## Data provided
PR #4918, opened 2026-06-21
fix(test): test delete Windows registry accidently

### LINKED ISSUE #4915: Current tests run on Windows will accidently clears installed registry values by normal installation of rustup
### Verification

### Problem

This bug was originally discovered by @Cloud0310 , but due to operating system limitations, it could not be reproduced independently; I was able to reproduce the issue.

Currently, some tests incorrectly clear the properly installed Windows RustUp registry values while running. like:

```sh
cargo test --features test --test test_bonanza suite::cli_self_upd::uninstall_deletes_bins -- --exact --nocapture
```

This is a clear violation of the rules and will result in the properly installed version of Rust on the developers' computers being accidentally “uninstalled.”

### Steps

1. For test, backup `HKCU\Software\Microsoft\Windows\CurrentVersion\Uninstall\Rustup` in anywhere
2. Ran `cargo test --features test --test test_bonanza suite::cli_self_upd::uninstall_deletes_bins -- --exact --nocapture`
3. Values in the registry may be accidentally deleted. You can use `Get-ItemProperty -Path <mentioned key before>` to verify this.

### Possible Solution(s)

Decoupling File Deletion from Registry Cleanup

### Notes

This is because the method for removing directories is tightly coupled with the method for removing files.

https://github.com/rust-lang/rustup/blob/9773857c7c0698112f4745b6b5b662a28fb7408c/src/cli/self_update/windows.rs#L567-L571

### Rustup version

```console
```

### Installed toolchains

```console
installed toolchains
--------------------
stable-x86_64-pc-windows-gnu
1.78-x86_64-pc-windows-msvc
1.80-x86_64-pc-windows-msvc
1.86-x86_64-pc-windows-msvc
1.90.0-x86_64-pc-windows-msvc
1.93-x86_64-pc-windows-msvc

active toolchain
----------------
installed targets:
  x86_64-pc-windows-msvc
  x86_64-unknown-linux-gnu
```

### OS version

```console
Windows 25H2(26220.8690)
```

baka-gourd:
fix #4915

This PR is intended to fix the issue mentioned in the ticket regarding the accidental deletion of existing registry entries. However, while investigating the problem, we also discovered a concurrency issue in RegistryGuard, so the scope of the fix is quite extensive.

- Add per-test Windows registry isolation using a unique test UUID.
- Route Windows registry helpers through test-specific registry subkeys when a UUID is present.
- Update RegistryGuard to support multiple registry values and clean up the per-test registry subtree.
- Forward the registry UUID through the test Config and CliTestContext.
- Update Windows unit and integration tests to use UUID-scoped registry guards.
- Keep PATH registry checks and Programs entry checks isolated in tests.
- Treat missing registry keys or values as non-fatal during registry cleanup.
- No new UUID dependency is introduced; UUIDs are generated from rand.

### DIFF
--- a/src/cli/self_update.rs
+++ b/src/cli/self_update.rs
@@ -93,7 +93,7 @@ mod windows;
 #[cfg(windows)]
 pub use windows::complete_windows_uninstall;
 #[cfg(all(windows, feature = "test"))]
-pub use windows::{RegistryGuard, RegistryValueId, USER_PATH, get_path};
+pub use windows::{RUSTUP_REGISTRY_TEST_ID, RegistryValueId, USER_PATH, get_path};
 #[cfg(windows)]
 use windows::{do_add_to_path, do_add_to_programs, do_remove_from_path, do_remove_from_programs};
 #[cfg(windows)]
@@ -539,7 +539,7 @@ impl SelfUpdateMode {
         let setup_path = prepare_update(dl_cfg).await?;
 
         if let Some(setup_path) = &setup_path {
-            return run_update(setup_path);
+            return run_update(setup_path, dl_cfg.process);
         } else {
             // Try again in case we emitted "tool `{}` is already installed" last time.
             install_proxies(dl_cfg.process)?;
@@ -1030,7 +1030,7 @@ fn clean_cargo_home(no_modify_path: bool, process: &Process) -> Result<()> {
     utils::remove_file("rustup_bin", &rustup_path)?;
 
     #[cfg(windows)]
-    do_remove_from_programs()?;
+    do_remove_from_programs(process)?;
 
     let cargo_bin_display = cargo_bin.display();
     info!("removing empty cargo bin directory `{cargo_bin_display}`");
@@ -1157,7 +1157,7 @@ pub(crate) async fn update(cfg: &Cfg<'_>) -> Result<ExitCode> {
                 PackageUpdate::Rustup,
                 Ok(UpdateStatus::Updated(version)),
             );
-            return run_update(&setup_path);
+            return run_update(&setup_path, cfg.process);
         }
         None => {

## What the exercise asks
Copy out each record above exactly, leaving nothing out.

## Expected answer
PR #4918, opened 2026-06-21
fix(test): test delete Windows registry accidently

### LINKED ISSUE #4915: Current tests run on Windows will accidently clears installed registry values by normal installation of rustup
### Verification

### Problem

This bug was originally discovered by @Cloud0310 , but due to operating system limitations, it could not be reproduced independently; I was able to reproduce the issue.

Currently, some tests incorrectly clear the properly installed Windows RustUp registry values while running. like:

```sh
cargo test --features test --test test_bonanza suite::cli_self_upd::uninstall_deletes_bins -- --exact --nocapture
```

This is a clear violation of the rules and will result in the properly installed version of Rust on the developers' computers being accidentally “uninstalled.”

### Steps

1. For test, backup `HKCU\Software\Microsoft\Windows\CurrentVersion\Uninstall\Rustup` in anywhere
2. Ran `cargo test --features test --test test_bonanza suite::cli_self_upd::uninstall_deletes_bins -- --exact --nocapture`
3. Values in the registry may be accidentally deleted. You can use `Get-ItemProperty -Path <mentioned key before>` to verify this.

### Possible Solution(s)

Decoupling File Deletion from Registry Cleanup

### Notes

This is because the method for removing directories is tightly coupled with the method for removing files.

https://github.com/rust-lang/rustup/blob/9773857c7c0698112f4745b6b5b662a28fb7408c/src/cli/self_update/windows.rs#L567-L571

### Rustup version

```console
```

### Installed toolchains

```console
installed toolchains
--------------------
stable-x86_64-pc-windows-gnu
1.78-x86_64-pc-windows-msvc
1.80-x86_64-pc-windows-msvc
1.86-x86_64-pc-windows-msvc
1.90.0-x86_64-pc-windows-msvc
1.93-x86_64-pc-windows-msvc

active toolchain
----------------
installed targets:
  x86_64-pc-windows-msvc
  x86_64-unknown-linux-gnu
```

### OS version

```console
Windows 25H2(26220.8690)
```

baka-gourd:
fix #4915

This PR is intended to fix the issue mentioned in the ticket regarding the accidental deletion of existing registry entries. However, while investigating the problem, we also discovered a concurrency issue in RegistryGuard, so the scope of the fix is quite extensive.

- Add per-test Windows registry isolation using a unique test UUID.
- Route Windows registry helpers through test-specific registry subkeys when a UUID is present.
- Update RegistryGuard to support multiple registry values and clean up the per-test registry subtree.
- Forward the registry UUID through the test Config and CliTestContext.
- Update Windows unit and integration tests to use UUID-scoped registry guards.
- Keep PATH registry checks and Programs entry checks isolated in tests.
- Treat missing registry keys or values as non-fatal during registry cleanup.
- No new UUID dependency is introduced; UUIDs are generated from rand.

### DIFF
--- a/src/cli/self_update.rs
+++ b/src/cli/self_update.rs
@@ -93,7 +93,7 @@ mod windows;
 #[cfg(windows)]
 pub use windows::complete_windows_uninstall;
 #[cfg(all(windows, feature = "test"))]
-pub use windows::{RegistryGuard, RegistryValueId, USER_PATH, get_path};
+pub use windows::{RUSTUP_REGISTRY_TEST_ID, RegistryValueId, USER_PATH, get_path};
 #[cfg(windows)]
 use windows::{do_add_to_path, do_add_to_programs, do_remove_from_path, do_remove_from_programs};
 #[cfg(windows)]
@@ -539,7 +539,7 @@ impl SelfUpdateMode {
         let setup_path = prepare_update(dl_cfg).await?;
 
         if let Some(setup_path) = &setup_path {
-            return run_update(setup_path);
+            return run_update(setup_path, dl_cfg.process);
         } else {
             // Try again in case we emitted "tool `{}` is already installed" last time.
             install_proxies(dl_cfg.process)?;
@@ -1030,7 +1030,7 @@ fn clean_cargo_home(no_modify_path: bool, process: &Process) -> Result<()> {
     utils::remove_file("rustup_bin", &rustup_path)?;
 
     #[cfg(windows)]
-    do_remove_from_programs()?;
+    do_remove_from_programs(process)?;
 
     let cargo_bin_display = cargo_bin.display();
     info!("removing empty cargo bin directory `{cargo_bin_display}`");
@@ -1157,7 +1157,7 @@ pub(crate) async fn update(cfg: &Cfg<'_>) -> Result<ExitCode> {
                 PackageUpdate::Rustup,
                 Ok(UpdateStatus::Updated(version)),
             );
-            return run_update(&setup_path);
+            return run_update(&setup_path, cfg.process);
         }
         None => {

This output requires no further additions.